Metadata-Version: 2.2
Name: uhaf
Version: 0.1.8
Summary: Unified Hierarchical Annotation Framework for Single-cell Data
Home-page: https://github.com/SuperBianC/uhaf
Author: Haiyang Bian
Author-email: 253273104@qq.com
License: MIT
Classifier: Programming Language :: Python :: 3
Classifier: License :: OSI Approved :: MIT License
Classifier: Operating System :: OS Independent
Requires-Python: >=3.5
Description-Content-Type: text/markdown
License-File: LICENSE
Requires-Dist: numpy==2.1.3
Requires-Dist: pandas==2.2.3
Dynamic: author
Dynamic: author-email
Dynamic: classifier
Dynamic: description
Dynamic: description-content-type
Dynamic: home-page
Dynamic: license
Dynamic: requires-dist
Dynamic: requires-python
Dynamic: summary

# uHAF: a unified hierarchical annotation framework for cell type standardization and harmonization

uHAF is a Python library developed to address the challenges of inconsistent cell type annotations in single-cell transcriptomics, such as varied naming conventions and hierarchical granularity.
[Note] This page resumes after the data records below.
PR #16, opened 2019-09-18
Link image

will-moore:
Ported PR from https://github.com/ome/openmicroscopy/pull/6087

To test, see PR.

### DIFF
--- a/omeroweb/webclient/static/webclient/javascript/ome.webclient.actions.js
+++ b/omeroweb/webclient/static/webclient/javascript/ome.webclient.actions.js
@@ -62,7 +62,14 @@ OME.getURLParameter = function(key) {
 
 var linkify = function(input) {
     var regex = /(https?|ftp|file):\/\/[-a-zA-Z0-9+&@#/%?=~_|!:,.;]*[-a-zA-Z0-9+&@#/%=~_|]/g;
-    return input.replace(regex, "<a href='$&' target='_blank'>$&</a>");
+    input = input.replace(regex, "<a href='$&' target='_blank'>$&</a>");
+    return linkObjects(input);
+};
+var linkObjects = function(input) {
+    var regex = /(Project|Dataset|Image|Screen|Plate|Well|ROI)(?: ID)*:(?: )*([0-9]+)/g;
+    return input.replace(regex, function($0, $1, $2) {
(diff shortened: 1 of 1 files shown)


jburel:
tested  against
https://merge-ci.openmicroscopy.org/web/webclient/?show=image-91366
with and without ID in the description
space no space after ``:``

omeroweb/webclient/static/webclient/javascript/ome.webclient.actions.js
```diff
@@ -62,7 +62,14 @@ OME.getURLParameter = function(key) {
 
 var linkify = function(input) {
     var regex = /(https?|ftp|file):\/\/[-a-zA-Z0-9+&@#/%?=~_|!:,.;]*[-a-zA-Z0-9+&@#/%=~_|]/g;
-    return input.replace(regex, "<a href='$&' target='_blank'>$&</a>");
+    input = input.replace(regex, "<a href='$&' target='_blank'>$&</a>");
+    return linkObjects(input);
+};
+var linkObjects = function(input) {
+    var regex = /(Project|Dataset|Image|Screen|Plate|Well|ROI)(?: ID)*:(?: )*([0-9]+)/g;
```
jburel: Maybe we want to support the old insight case for projection
i.e. Image|image and ID|id same for the other type
this makes the regex a bit more complicated but it will cover the case

will-moore: This already supports:
 - Dataset:1
 - Project: 2
 - Image ID: 3
I already think this is more than ideal since it's harder to search, handle, remember all the different formats in various clients if we allow more formats. E.g. other 3rd party clients or scripts will be less strict in what they produce if we support more.
This already satisfies the original requirement of handling Image links from Figure (and now handles a lot more objects and formats) so I think it's time to get it merged and not think of every possible variation.
It was already approved of at https://github.com/ome/openmicroscopy/pull/6087 so if it's working here then 👍.

jburel: but not ``image id`` i.e. lower case

jburel: it handles figure true but it will be good to support previous link.
Insight has been adjusted to support new and old formats

jburel:
Thanks both lower case and upper case work
Ready to merge. 
I will hold off before merging since @joshmoore mentioned tagging the repo

jburel:
Merging this PR
js changes that work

It integrates organ-specific hierarchical cell type trees (uHAF-T) and a mapping tool (uHAF-Agent) powered by large language models to provide a standardized framework for annotation. By enabling consistent label unification, hierarchical analysis, and integration of diverse datasets, uHAF enhances machine learning applications and facilitates biologically meaningful evaluations. This library is an essential resource for the single-cell research community, fostering collaborative refinement and standardization of cell type annotations.

## Explore Online

- [uHAF-T Explorer](https://uhaf.unifiedcellatlas.org): Browse and explore uHAF-Ts.
- [uHAF-Agent Mapping](https://uhaf.unifiedcellatlas.org/#/uHAFMapping): Map custom cell type labels to uHAF-T nodes.

## Installation

Install uHAF via pip:

```bash
pip install uhaf
```

## Getting Started

### Building uHAF

Start by building a uHAF object for your dataset:

```python
import uhaf as uhaflib

uhaf = uhaflib.build_uhaf(latest=True)
print(len(uhaf.df_uhafs))
```

This generates a uHAF instance containing annotations for all organs. The example above initializes the `uHAF2.2.0` dataset.

### Tracing Cell Types

Trace the hierarchical ancestry of a target cell type:

```python
ancestors = uhaf.track_cell_from_uHAF(sheet_name='Lung', cell_type_target='CD8 T cell')
print(ancestors)
```

Output:

```
['Cell', 'Lymphocyte', 'T cell', 'CD8 T cell']
```

### Annotation Levels

Retrieve hierarchical annotation levels for cell types. Specify the desired level (e.g., main, middle, or fine).

```python
example_cell_types = ['Pericyte', 'Macrophage', 'Monocyte-derived macrophage', 'Monocyte', 'Dendritic cell']
annotation_level = 2  # Middle cell type level
annotations = uhaf.set_annotation_level(example_cell_types, sheet_name='Heart', annotation_level=annotation_level)
print(annotations)
```

Example Output:

```
{'Pericyte': 'Pericyte', 'Macrophage': 'Macrophage', 'Monocyte-derived macrophage': 'Macrophage', 'Monocyte': 'Monocyte', 'Dendritic cell': 'Dendritic cell'}
```

### Mapping Custom Labels

To map custom cell type labels to uHAF:

1. Prepare unique cell type labels from your dataset:

   ```python
   original_labels = ['V-CM', 'LA-CM', 'RA-CM', 'Capillary-EC', 'Lymphatic-EC']
   ```

2. Generate uHAF-Agent prompts:

   ```python
   print(uhaf.generate_uhaf_Agent_prompts('Heart', original_labels))
   ```

   Copy the output and use it on the [uHAF-Agent Mapping Website](https://uhaf.unifiedcellatlas.org/#/uHAFMapping) to get the mapped labels.

3. Use the mapping dictionary to transform your labels:

   ```python
   mapping_results = {"V-CM": "Ventricle cardiomyocyte cell", "LA-CM": "Atrial cardiomyocyte cell"}
   transformed_labels = [mapping_results[label] for label in original_labels]
   print(transformed_labels)
   ```

### Generating Nested JSON

Export the uHAF tree for a specific organ in nested JSON format:

```python
print(uhaf.dict_uhafs['Heart'])
```

## Contribution

We welcome contributions to improve and expand the uHAF library. For more details, please refer to our contribution guidelines.

## License

This project is licensed under the MIT License. See the LICENSE file for details.